Onyx tokenizes treasury ownership by integrating directly with a multisig wallet. Tokenholders gain rights to pro-rata distributions from the treasury based on their holdings, along with basic voting rights over who can serve as signer on the multisig.

Onyx transforms tokens from abstract governance tools into true representations of business ownership.

Phase 1 - Create your Token

Getting started is simple. Businesses can list directly on Onyx by providing a few basic details and the first multisig signer [?]. Onyx takes care of the rest, setting up your on-chain treasury and minting your full token supply to it within seconds.

By default, 1 million tokens are minted directly to your treasury. From here, distribute the tokens to investors, employees, and contributors as you see fit.
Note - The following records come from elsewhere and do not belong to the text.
PR #12822, opened 2020-05-04
Adding image substitution logic to bake action

shigupt202:
Fixes https://github.com/microsoft/azure-pipelines-tasks/issues/12610


Tasks/KubernetesManifestV0/src/actions/bake.ts
```diff
@@ -12,12 +13,25 @@ import { Helm, NameValuePair } from 'kubernetes-common-v2/helm-object-model';
...
     }
+    protected updateImages(filePath: string) {
+        if (TaskInputParameters.containers) {
+            const updatedFilesPaths: string[] = DeploymentHelper.updateResourceObjects([filePath], [], TaskInputParameters.containers);
+            let fileContents: string[] = [];
+            updatedFilesPaths.forEach((path) => {
+                const content = yaml.safeDump(JSON.parse(fs.readFileSync(path).toString()));
+                fileContents.push(content);
+            });
+            fs.writeFileSync(filePath, fileContents.join("\n---\n"));
```
ds-ms, line 32: Is there no function in the yaml lib to do the concatenation for you?

Tasks/KubernetesManifestV0/task.json
```diff
@@ -137,10 +137,10 @@
             "type": "pickList",
             "label": "Render Engine",
             "required": false,
-            "defaultValue": "helm",
+            "defaultValue": "helm2",
```
ds-ms, line 140: Make this helm everywhere instead.

Tasks/KubernetesManifestV0/src/actions/bake.ts
shigupt202: Couldn't find anything. I tried doing yaml.safeDump on array of JSON objects. But that results in a yaml file without any separator `---`.

Tasks/KubernetesManifestV0/task.json
shigupt202: Done

Tasks/KubernetesManifestV0/Tests/L0.ts
```diff
@@ -357,6 +358,21 @@ describe('Kubernetes Manifests Suite', function () {
...
 
+    it('Run should succeed with helm bake with image substituion', (done: MochaDone) => {
+        const tp = path.join(__dirname, 'TestSetup.js');
+        const tr: ttm.MockTestRunner = new ttm.MockTestRunner(tp);
+        process.env[shared.TestEnvVars.action] = shared.Actions.bake;
+        process.env[shared.TestEnvVars.namespace] = 'namespacefrominput';
+        process.env[shared.TestEnvVars.helmChart] = 'helmChart';
+        process.env[shared.TestEnvVars.renderType] = 'helm';
+        process.env[shared.TestEnvVars.helmVersion] = "v2";
+        process.env[shared.TestEnvVars.containers] = 'nginx:1.1.1';
```
ds-ms, line 369: Add a test case which covers multiple container replacements as well

Tasks/KubernetesManifestV0/src/actions/bake.ts
ds-ms: Add a test case where you use read the generated file. i.e. if `yaml.safeLoad` works

Tasks/KubernetesManifestV0/Tests/L0.ts
shigupt202: Done

PR #12825, opened 2020-05-05
Taking ARG V3 and AzCLIV2 out of preview

issacnitin:


Tasks/AzureCLIV2/task.json
```diff
@@ -16,7 +16,7 @@
         "Agent",
         "DeploymentGroup"
     ],
-    "preview": true,
+    "preview": false,
```
bishal-pdMSFT, line 19: just remove this line

Tasks/AzureCLIV2/task.json
```diff
@@ -16,7 +16,7 @@
...
     "demands": [],
     "version": {
```
bishal-pdMSFT, line 21: you will need to update patch version

PR #12826, opened 2020-05-05
Creating Blob if not there

20shivangi:
Fixes: https://github.com/microsoft/azure-pipelines-tasks/issues/12827


Tasks/AzureFileCopyV4/AzureFileCopy.ps1
```diff
@@ -118,8 +118,20 @@ try {
...
-            Create-AzureContainer -containerName $containerName -storageContext $storageContext -isPremiumStorage $isPremiumStorage
+            Create-AzureContainer -containerName $containerName -storageContext $storageContext -isPremiumStorage $isPremiumStorage  
         }
+        else
+        {
+            #checking if the containerName provided exist or not
+            $containerPresent = Get-AzureContainer -containerName $containerName -storageContext $storageContext
+
+            #creating container if the containerName provided does not exist
+            if([string]::IsNullOrEmpty($containerPresent) )
```
arjgupta, line 129: since container is an object, this shouldn't be a string empty check, rather it should be a null check

Tasks/AzureFileCopyV4/AzureFileCopy.ps1
```diff
@@ -118,8 +118,20 @@ try {
...
+            {
+                Create-AzureContainer -containerName $containerName -storageContext $storageContext -isPremiumStorage $isPremiumStorage
```
arjgupta, line 131: add a debug log here.

Tasks/AzureFileCopyV4/AzureFileCopyRemoteJob.ps1
```diff
@@ -92,9 +93,10 @@ $AzureFileCopyRemoteJob = {
             $additionalArguments = "--recursive --log-level=INFO"
         }
 
-        Write-DetailLogs "##[command] & azcopy copy `"$containerURL*****`" `"$targetPath`" $additionalArguments"
+        $azCopyExeLocation = Join-Path -Path $azCopyFolderPath -ChildPath "AzCopy\AzCopy.exe"
+        Write-DetailLogs "##[command] & `"$azCopyExeLocation`" copy `"$containerURL*****`" `"$targetPath`" $additionalArguments"
```
arjgupta, line 97: use get-command to get the azcopy.exe command here. then use push-location and pop-location to execute the command

Tasks/AzureFileCopyV4/AzureFileCopy.ps1
```diff
@@ -118,8 +118,22 @@ try {
         if([string]::IsNullOrEmpty($containerName) -or ($destination -ne "AzureBlob"))
         {
             $containerName = [guid]::NewGuid().ToString()
-            Create-AzureContainer -containerName $containerName -storageContext $storageContext -isPremiumStorage $isPremiumStorage
+            Write-Verbose "Creating temporary container for uploading files if no input is provided for container name"
```
arjgupta, line 121: this should be: Container Name input not found. Creating Temporary container for uploading files.

Tasks/AzureFileCopyV4/AzureFileCopyRemoteJob.ps1
```diff
@@ -73,7 +74,11 @@ $AzureFileCopyRemoteJob = {
 
                 $azCopyFolderEnvPath = Join-Path -Path $azCopyFolderPath -ChildPath "AzCopy"
 
+                #setting path at machine level so that when user again do copy on VM, there is no need to download the azcopy.exe again
                 [Environment]::SetEnvironmentVariable("Path", $azCopyFolderEnvPath + ';' + $env:Path, [System.EnvironmentVariableTarget]::Machine)
+
+                #setting $env:Path to include azcopy.exe path as the above command used to set path at machine level takes some time to update the path environment variable
```
arjgupta, line 80: no don't say it takes some time. What is happening here is that once the task process initiates, the $env:path variable is set. The path variable here is the user path variable. So after you set the path variable at machine level, the user path variable remains the same. Please update the comment to reflect this idea accurately.

PR #741, opened 2018-08-18
StringSwitchEcjFilter fails to recognize switch where default is first 

Godin:
```
	private static void example(Object s) {
		switch (String.valueOf(s)) { // assertFullyCovered(0, 2)
			default:
				nop("default");
				break;
			case "a":
				nop("case a");
				break;
		}
	}
```

in this case `ECJ` omits last `goto` expected by filter - https://github.com/jacoco/jacoco/blob/68ab19f3463bf5076485185fe2abe5ec8a726679/org.jacoco.core/src/org/jacoco/core/internal/analysis/filter/StringSwitchEcjFilter.java#L83-L86


Godin:
@marchof found this during check that #735 covers all cases from #496 , which mentions this case in comments :wink: don't remember how/why comment was originally added into #496 , however can admit that in C/C++ `default` as first case with early-return seems quite handy to me in some cases, especially in big switches

PR #744, opened 2018-08-20
Refactor Analysis Package

marchof:
### General Objectives

* Separate bytecode CGF analysis from filtering
* Create smaller testable units
* Potentially simplify data structures and memory throughput

### Open Tasks

- [x] Improve API, unit tests and JavaDoc of `Instruction`
- [x] Check whether merge can be implemented to not modify `Instruction`
- [x] Unit tests for `InstructionsBuilder`
- [x] Unit tests for `MethodCoverageCalculator`
- [x] Move `Instruction` to analysis package (remove dependency from `LabelInfo`)

Maybe separate PR:

- Rework `MethodCoverageCalculator` in a way that `IFIlterOutput` methods directly work on `Instruction` map to avoid intermediate lists (optional).


org.jacoco.core.test/src/org/jacoco/core/internal/analysis/MethodAnalyzerTest.java
```diff
@@ -884,14 +884,22 @@ private void runMethodAnalzer() {
 
 	private void runMethodAnalzer(IFilter filter) {
 		LabelFlowAnalyzer.markLabels(method);
-		final MethodAnalyzer analyzer = new MethodAnalyzer("doit", "()V", null,
-				probes, filter, new FilterContextMock());
+		InstructionsBuilder icc = new InstructionsBuilder(
```
marchof: Rename `icc` to `builder`

org.jacoco.core.test/src/org/jacoco/core/internal/analysis/MethodCoverageCalculatorTest.java
```diff
@@ -0,0 +1,207 @@
...
+	public void should_ignore_single_instruction() {
+		addInsn(1, true);
+		InsnNode i1 = addInsn(1, false);
+		addInsn(2, true);
+
+		MethodCoverageCalculator c = new MethodCoverageCalculator(instructions);
+		c.ignore(i1, i1);
+		c.calculate(coverage);
+
+		assertLine(1, 0, 1, 0, 0); // only one instruction nit filtered
```
marchof: nit --> not

org.jacoco.core/src/org/jacoco/core/internal/analysis/ClassAnalyzer.java
```diff
@@ -80,21 +84,39 @@ public MethodProbesVisitor visitMethod(final int access, final String name,
 
 		InstrSupport.assertNotInstrumented(name, coverage.getName());
 
-		return new MethodAnalyzer(stringPool.get(name), stringPool.get(desc),
-				stringPool.get(signature), probes, Filters.ALL, this) {
+		final InstructionsBuilder icc = new InstructionsBuilder(
```
marchof: Rename `icc` --> `builder`

org.jacoco.core/src/org/jacoco/core/internal/analysis/Instruction.java
```diff
@@ -0,0 +1,207 @@
...
+ *******************************************************************************/
+package org.jacoco.core.internal.analysis;
+
+import java.util.BitSet;
+import java.util.Collection;
+
+import org.jacoco.core.analysis.ICounter;
+
+/**
+ * Execution status of a single byte code instruction internally used for
```
marchof: "byte code" --> "bytecode"

org.jacoco.core/src/org/jacoco/core/internal/analysis/Instruction.java
```diff
@@ -0,0 +1,207 @@
...
+ * outgoing branch. Each instructions has at least one branch, for example in
+ * case of a simple sequence of instructions (by convention branch 0). Instances
+ * of this class are used in two steps:
+ * 
+ * <h3>Step 1: Building the CFG</h3>
+ * 
+ * For each bytecode instruction of a method a {@link Instruction} instance is
+ * created. In correspondence with the CFG these instances are linked with each
+ * other with the <code>addBranch()</code> methods. The executions status is
+ * either be directly derived from a probe which has been inserted in the
```
marchof: Remove "be".

org.jacoco.core/src/org/jacoco/core/internal/analysis/InstructionsBuilder.java
```diff
@@ -0,0 +1,186 @@
...
+
+import org.jacoco.core.analysis.ISourceNode;
+import org.jacoco.core.internal.flow.LabelInfo;
+import org.objectweb.asm.Label;
+import org.objectweb.asm.tree.AbstractInsnNode;
+
+/**
+ * Stateful builder for the {@link Instruction}s of a method. All instructions
+ * of a method must be added in their original sequence along with additional
+ * information like line numbers. Afterwards the the instructions can be
```
marchof: Remove "the".

org.jacoco.core/src/org/jacoco/core/internal/analysis/InstructionsBuilder.java
```diff
@@ -0,0 +1,186 @@
...
+	private final List<Label> currentLabel;
+
+	/**
+	 * List of all jumps within the control flow. We need to store jumps
+	 * temporarily as the target {@link Instruction} may not been known yet.
+	 */
+	private final List<Jump> jumps;
+
+	/**
+	 * Creates a new build instance which can be used to analyze a single
```
marchof: Typo: "build" --> "builder"

org.jacoco.core/src/org/jacoco/core/internal/analysis/InstructionsBuilder.java
```diff
@@ -0,0 +1,186 @@
...
+	 * assigned to this line. If no line is set (e.g. for classes compiled
+	 * without debug information) {@link ISourceNode#UNKNOWN_LINE} is assigned
+	 * to the instructions.
+	 */
+	void setCurrentLine(final int line) {
+		currentLine = line;
+	}
+
+	/**
+	 * Adds a label which applies to the subsequent added instruction. Due to
```
marchof: "subsequent" --> "subsequently"

org.jacoco.core/src/org/jacoco/core/internal/analysis/InstructionsBuilder.java
```diff
@@ -0,0 +1,186 @@
...
+	 */
+	void addLabel(final Label label) {
+		currentLabel.add(label);
+		if (!LabelInfo.isSuccessor(label)) {
+			noSuccessor();
+		}
+	}
+
+	/**
+	 * Add a new instruction. Instructions are by default linked with the
```
marchof: "Add" --> "Adds"

org.jacoco.core/src/org/jacoco/core/internal/analysis/InstructionsBuilder.java
```diff
@@ -0,0 +1,186 @@
...
+		}
+		if (currentInsn != null) {
+			currentInsn.addBranch(insn, 0);
+		}
+		currentInsn = insn;
+		instructions.put(node, insn);
+	}
+
+	/**
+	 * Declares that the next instruction will not be an successor of the
```
marchof: Typo: "an" --> "a"

org.jacoco.core/src/org/jacoco/core/internal/analysis/InstructionsBuilder.java
```diff
@@ -0,0 +1,186 @@
...
+		currentInsn = null;
+	}
+
+	/**
+	 * Adds a jump from the last added instruction.
+	 * 
+	 * @param target
+	 *            jump target
+	 * @param branch
+	 *            unique branch number for the last instruction
```
marchof: Remove "last instruction", already mentioned in the general description

org.jacoco.core/src/org/jacoco/core/internal/analysis/InstructionsBuilder.java
```diff
@@ -0,0 +1,186 @@
...
+	void addProbe(final int probeId, final int branch) {
+		final boolean executed = probes != null && probes[probeId];
+		currentInsn.addBranch(executed, branch);
+	}
+
+	/**
+	 * Returns the status for all instructions of this method. This method must
+	 * be called exactly once after the instructions have been added.
+	 * 
+	 * @return map of ASM instruction node to corresponding {@link Instruction}
```
marchof: Type: "node" --> "nodes"

org.jacoco.core/src/org/jacoco/core/internal/analysis/MethodCoverageCalculator.java
```diff
@@ -0,0 +1,159 @@
...
+				.entrySet()) {
+			if (ignored.contains(i.getKey())) {
+				continue;
+			}
+
+			Instruction insn = i.getValue();
+
+			final Set<AbstractInsnNode> r = replacements.get(i.getKey());
+			if (r != null) {
+				final List<Instruction> newBranches = new ArrayList<Instruction>();
```
marchof: Pre-size with `r.size()`

org.jacoco.core/src/org/jacoco/core/internal/analysis/MethodCoverageCalculator.java
```diff
@@ -0,0 +1,159 @@
...
+
+		for (final Map.Entry<AbstractInsnNode, Instruction> entry : instructions
+				.entrySet()) {
+
+			final Instruction i = entry.getValue();
+			final AbstractInsnNode n = entry.getKey();
+			final AbstractInsnNode r = findRepresentative(n);
+			if (r != n) {
+				ignored.add(n);
+				instructions.put(r, instructions.get(r).merge(i));
```
Godin: To me seems that something is wrong here.

Before this change we were performing merges in two steps - see #747
1. from all instructions into their representative instruction
2. from all representative instructions back

and seems that this is gone.

Consider following case for `MethodCoverageCalculatorTest`, whose assertion currently will fail

```java
	@Test
	public void test() {
		InsnNode i1 = addInsn(1, false);
		InsnNode i2 = addInsn(2, false);
		InsnNode i3 = addInsn(2, true);

		MethodCoverageCalculator c = new MethodCoverageCalculator(instructions);
		c.merge(i3, i2);
		c.replaceBranches(i1, Collections.<AbstractInsnNode> singleton(i2));
		c.calculate(coverage);

		assertLine(1, 0, 1, 0, 0);
	}
```

where

1. initially `i1` and `i2` was not covered, `i3` was covered
2. merge `i3` and `i2` - both should be considered as covered since `i3` was covered
3. replace `i1` by `i2` - `i1` should be considered as covered because of previous merge

This test fails even if `c.merge(i3, i2)` replaced by

```
c.merge(i3, i2);
c.merge(i2, i3);
```

and passes when replaced by

```
c.merge(i2, i3);
```

or by

```
c.merge(i2, i3);
c.merge(i3, i2);
```

marchof: @Godin Excellent catch! I added your test case and applied a slightly different fix: Instead of iterating over all instructions every time I think we can pick the representative instruction when replacing branches.

Godin: @marchof 

> pick the representative instruction when replacing branches

IMO this might become source of errors in future. What do you think about replacement of

```
instructions.put(r, instructions.get(r).merge(i));
```

by

```
instruction = instructions.get(representativeNode).merge(instruction);
instructions.put(r, instruction);
instructions.put(n, instruction);
```

instead?

marchof: Looks good to me at the first glance and all tests are green (if I remove the lookup during handling replacements).

But: Not sure whether this is correct in case we merge more than two instructions. If we merge pairwise with the representative will the total merge result be propagated to all instructions of the group? Trying to create a test case now...

Godin: @marchof representative is the same

Godin: @marchof this will work if we mutate instructions, but now they are immutable so probably you right and this won't work :(

marchof: Here is a demonstration of the issue:

	@Test
	public void should_replace_branches_with_merged_instructions() {
		InsnNode i1 = addInsn(1, false, false, false);
		InsnNode i2 = addInsn(2, true);
		InsnNode i3 = addInsn(2, false);
		InsnNode i4 = addInsn(2, false);

		MethodCoverageCalculator c = new MethodCoverageCalculator(instructions);
		c.merge(i4, i3);
		c.merge(i3, i2);
		c.replaceBranches(i1,
				new HashSet<AbstractInsnNode>(Arrays.asList(i2, i3, i4)));
		c.calculate(coverage);

		assertLine(1, 0, 1, 0, 3);
	}

Works with current version, but breaks without representative lookup during replacement.

PR #745, opened 2018-08-20
Update and rename RT.java to RTT.java

bm-sushma:


bm-sushma:
Sorry, I did it by mistake

PR #760, opened 2018-10-01
Upgrade ASM to 7.0 for official support of Java 11

Godin:


Godin:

Phase 2 - Establish liquidity and TGE

Onyx helps you kickstart your token within minutes. With this one-time event, you can select an initial valuation for your business and create a bonding curve to seed your token with value and enable liquidity from day one. No complex setup or liquidity provisioning required.

This bonding curve liquidity acts as your initial offering, allowing early supporters to acquire tokens at the valuation you've selected. The process is streamlined, transparent, and designed to let you stay focused on building your business while your token begins circulating in the market.

Phase 3 - Govern, Share Profits, Raise Capital, or Issue Debt

Once the token is live, it unlocks a range of financial tools to support growth, governance, and investor alignment:

  • Governance on Onyx provides a simple system of checks and balances. Tokenholders can propose and vote to replace treasury signers when a change in business leadership is needed.

  • Profit sharing can be enabled through pro-rata distributions to tokenholders. By staking their tokens, holders can receive a share of the business’s profit stream.

  • Capital raising can continue at any stage — either through private investor deals or public sales on secondary markets.

  • Issuing debt (coming soon): Businesses will be able to use their tokenized equity as collateral to access new forms of financing.